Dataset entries
Issue #576, opened 2022-06-13
Filenames in scans.tsv have `.nii.gz` extension although converted to uncompressed `.nii`


catetrai:
### Summary

When converting with output format `.nii`, the filenames listed in `scans.tsv` have `.nii.gz` extension.

The files themselves are correctly converted to uncompressed NIFTIs (thanks to the dcm2niix `compress` JSON option, see #365 ). So the only problem is in the `scans.tsv` file listing.

As a result, the BIDS validator fails with error `SCANS_FILENAME_NOT_MATCH_DATASET` (code 129): "The filename in scans.tsv file does not match what is present in the BIDS dataset."

### Platform details:

Choose one:
- [ ] Local environment

- [x] Container: `nipy/heudiconv:v0.11.3`

- Heudiconv version: 0.11.3

PR #802, opened 2024-11-11
[WIP] Handle dcm2niix not compressing nifti files

### LINKED ISSUE #365: Invalid data when outputting uncompressed NIfTIs
When setting a key to `outtype=('nii',)`, heudiconv executes successfully but produces invalid data.

A workaround is to use the `--dcmconfig` flag with the following config option:
```
{
    "compress": "n"
}
```

octomike:
So, we were hit by https://github.com/rordenlab/dcm2niix/issues/124, when converting a *very* long epi scan.

It seems that:

+ dcm2niix still refuses to compress (pigz or not) niftis > 4GB
+ heudiconv does not realize the file is now `.nii` instead of `.nii.gz` and produces invalid file extensions after moving
+ we can make dcm2niix happy by supplying `dcmconfig.json` with `"compress": "n"`, but heudiconv is oblivious about that change

I added some code that tries to catch these corner cases in `convert.py`

+ it warns the user if the conversion failed to compress and changes outtype to `nii`
+ also changes the outtype to `nii` if the user supplied `dcmconfig` as stated above
+ removed some hard coded `nii.gz` file extension snippets in `bids.py` and infer the effective extension by checking if a bids_file (json) has an accompanying `nii` or `nii.gz` file

I think this should also fix #365 and #576.

Tests were only run manually with a `dcmconfig` file and without, and with source data of mixed file length (>4GB and <4GB). Conversion works fine, validator is happy and `scans.tsv` now contain `.nii` and `.nii.gz` respectively.

But I am very nervous about this, because I assume other side effects by just switch `outtype` from `nii.gz` to `nii` mid conversion.

### DIFF
--- a/heudiconv/bids.py
+++ b/heudiconv/bids.py
@@ -491,7 +491,7 @@ def save_scans_key(
     for bids_file in bids_files:
         # get filenames
         f_name = "/".join(bids_file.split("/")[-2:])
-        f_name = f_name.replace("json", "nii.gz")
+        f_name = f_name.replace("json", outtype_from_bidsfile(bids_file))
         rows[f_name] = get_formatted_scans_key_row(item[-1][0])
         subj_, ses_ = find_subj_ses(f_name)
         if not subj_:
@@ -938,9 +938,9 @@ def select_fmap_from_compatible_groups(
     # acq_times for the compatible fmaps:
     acq_times_fmaps = {
         k: acq_times[
-            # remove session folder and '.json', add '.nii.gz':
+            # remove session folder and '.json', add outtype:
             remove_suffix(remove_prefix(v[0], sess_folder + op.sep), ".json")
-            + ".nii.gz"
+            + '.' + outtype_from_bidsfile(v[0])
         ]
         for k, v in compatible_fmap_groups.items()
     }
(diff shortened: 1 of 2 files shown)


yarikoptic:
as for this particular PR: have you considered simply adding code which would just add a check that produced by dcm2niix .nii.gz is actually not compressed, and if so -- double check that it is ok'ish (opens up using nibabel and can access last volume? just to ensure that it is not totally borked conversion exiting early with `1`... just to be safe), rename/compress from within heudiconv python process using [gzip](https://docs.python.org/3/library/gzip.html) "battery included"?

octomike:
> Hi @octomike I totally forgot about that
> 
>     * [(Silently) produces .nii (not .nii.gz) despite   -z i   switch rordenlab/dcm2niix#124](https://github.com/rordenlab/dcm2niix/issues/124)
> 
> 
> I wonder -- did you try `dcm2niix` built with `-dmyDisableGzSizeLimits` as @neurolabusc suggested us to try (in 2017!)? I think I might just try to enable that flag for neurodebian builds of dcm2niix

I just did and the warning (`Warning: Saving uncompressed data: internal compressor unable to process such large files.`) went away, but it still produced uncompressed nifits (silently now).

After digging through the dcm2niix code a litte, it *appears* as if https://github.com/rordenlab/dcm2niix/commit/3c7f26be#diff-210e732ea7e4240e3ca012e3668da51f0e389a975fbc5b0edab430afbe27e314R9926 disabled pigz compression altogether, but that's [the only code path](https://github.com/rordenlab/dcm2niix/blob/master/console/nii_dicom_batch.cpp#L5188) to compress something if this define is set.

What a mess :see_no_evil:

octomike:
> rename/compress from within heudiconv python process using [gzip](https://docs.python.org/3/library/gzip.html) "battery included"?

That sounds much more reasonable than passing uncompress `nii` forward. I'll try to create a different PR with this approach.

TASK DESCRIPTION:
Every word of the data above should be given again, exactly as it stands.

RESPONSE:
Issue #576, opened 2022-06-13
Filenames in scans.tsv have `.nii.gz` extension although converted to uncompressed `.nii`


catetrai:
### Summary

When converting with output format `.nii`, the filenames listed in `scans.tsv` have `.nii.gz` extension.

The files themselves are correctly converted to uncompressed NIFTIs (thanks to the dcm2niix `compress` JSON option, see #365 ). So the only problem is in the `scans.tsv` file listing.

As a result, the BIDS validator fails with error `SCANS_FILENAME_NOT_MATCH_DATASET` (code 129): "The filename in scans.tsv file does not match what is present in the BIDS dataset."

### Platform details:

Choose one:
- [ ] Local environment

- [x] Container: `nipy/heudiconv:v0.11.3`

- Heudiconv version: 0.11.3

PR #802, opened 2024-11-11
[WIP] Handle dcm2niix not compressing nifti files

### LINKED ISSUE #365: Invalid data when outputting uncompressed NIfTIs
When setting a key to `outtype=('nii',)`, heudiconv executes successfully but produces invalid data.

A workaround is to use the `--dcmconfig` flag with the following config option:
```
{
    "compress": "n"
}
```

octomike:
So, we were hit by https://github.com/rordenlab/dcm2niix/issues/124, when converting a *very* long epi scan.

It seems that:

+ dcm2niix still refuses to compress (pigz or not) niftis > 4GB
+ heudiconv does not realize the file is now `.nii` instead of `.nii.gz` and produces invalid file extensions after moving
+ we can make dcm2niix happy by supplying `dcmconfig.json` with `"compress": "n"`, but heudiconv is oblivious about that change

I added some code that tries to catch these corner cases in `convert.py`

+ it warns the user if the conversion failed to compress and changes outtype to `nii`
+ also changes the outtype to `nii` if the user supplied `dcmconfig` as stated above
+ removed some hard coded `nii.gz` file extension snippets in `bids.py` and infer the effective extension by checking if a bids_file (json) has an accompanying `nii` or `nii.gz` file

I think this should also fix #365 and #576.

Tests were only run manually with a `dcmconfig` file and without, and with source data of mixed file length (>4GB and <4GB). Conversion works fine, validator is happy and `scans.tsv` now contain `.nii` and `.nii.gz` respectively.

But I am very nervous about this, because I assume other side effects by just switch `outtype` from `nii.gz` to `nii` mid conversion.

### DIFF
--- a/heudiconv/bids.py
+++ b/heudiconv/bids.py
@@ -491,7 +491,7 @@ def save_scans_key(
     for bids_file in bids_files:
         # get filenames
         f_name = "/".join(bids_file.split("/")[-2:])
-        f_name = f_name.replace("json", "nii.gz")
+        f_name = f_name.replace("json", outtype_from_bidsfile(bids_file))
         rows[f_name] = get_formatted_scans_key_row(item[-1][0])
         subj_, ses_ = find_subj_ses(f_name)
         if not subj_:
@@ -938,9 +938,9 @@ def select_fmap_from_compatible_groups(
     # acq_times for the compatible fmaps:
     acq_times_fmaps = {
         k: acq_times[
-            # remove session folder and '.json', add '.nii.gz':
+            # remove session folder and '.json', add outtype:
             remove_suffix(remove_prefix(v[0], sess_folder + op.sep), ".json")
-            + ".nii.gz"
+            + '.' + outtype_from_bidsfile(v[0])
         ]
         for k, v in compatible_fmap_groups.items()
     }
(diff shortened: 1 of 2 files shown)


yarikoptic:
as for this particular PR: have you considered simply adding code which would just add a check that produced by dcm2niix .nii.gz is actually not compressed, and if so -- double check that it is ok'ish (opens up using nibabel and can access last volume? just to ensure that it is not totally borked conversion exiting early with `1`... just to be safe), rename/compress from within heudiconv python process using [gzip](https://docs.python.org/3/library/gzip.html) "battery included"?

octomike:
> Hi @octomike I totally forgot about that
> 
>     * [(Silently) produces .nii (not .nii.gz) despite   -z i   switch rordenlab/dcm2niix#124](https://github.com/rordenlab/dcm2niix/issues/124)
> 
> 
> I wonder -- did you try `dcm2niix` built with `-dmyDisableGzSizeLimits` as @neurolabusc suggested us to try (in 2017!)? I think I might just try to enable that flag for neurodebian builds of dcm2niix

I just did and the warning (`Warning: Saving uncompressed data: internal compressor unable to process such large files.`) went away, but it still produced uncompressed nifits (silently now).

After digging through the dcm2niix code a litte, it *appears* as if https://github.com/rordenlab/dcm2niix/commit/3c7f26be#diff-210e732ea7e4240e3ca012e3668da51f0e389a975fbc5b0edab430afbe27e314R9926 disabled pigz compression altogether, but that's [the only code path](https://github.com/rordenlab/dcm2niix/blob/master/console/nii_dicom_batch.cpp#L5188) to compress something if this define is set.

What a mess :see_no_evil:

octomike:
> rename/compress from within heudiconv python process using [gzip](https://docs.python.org/3/library/gzip.html) "battery included"?

That sounds much more reasonable than passing uncompress `nii` forward. I'll try to create a different PR with this approach.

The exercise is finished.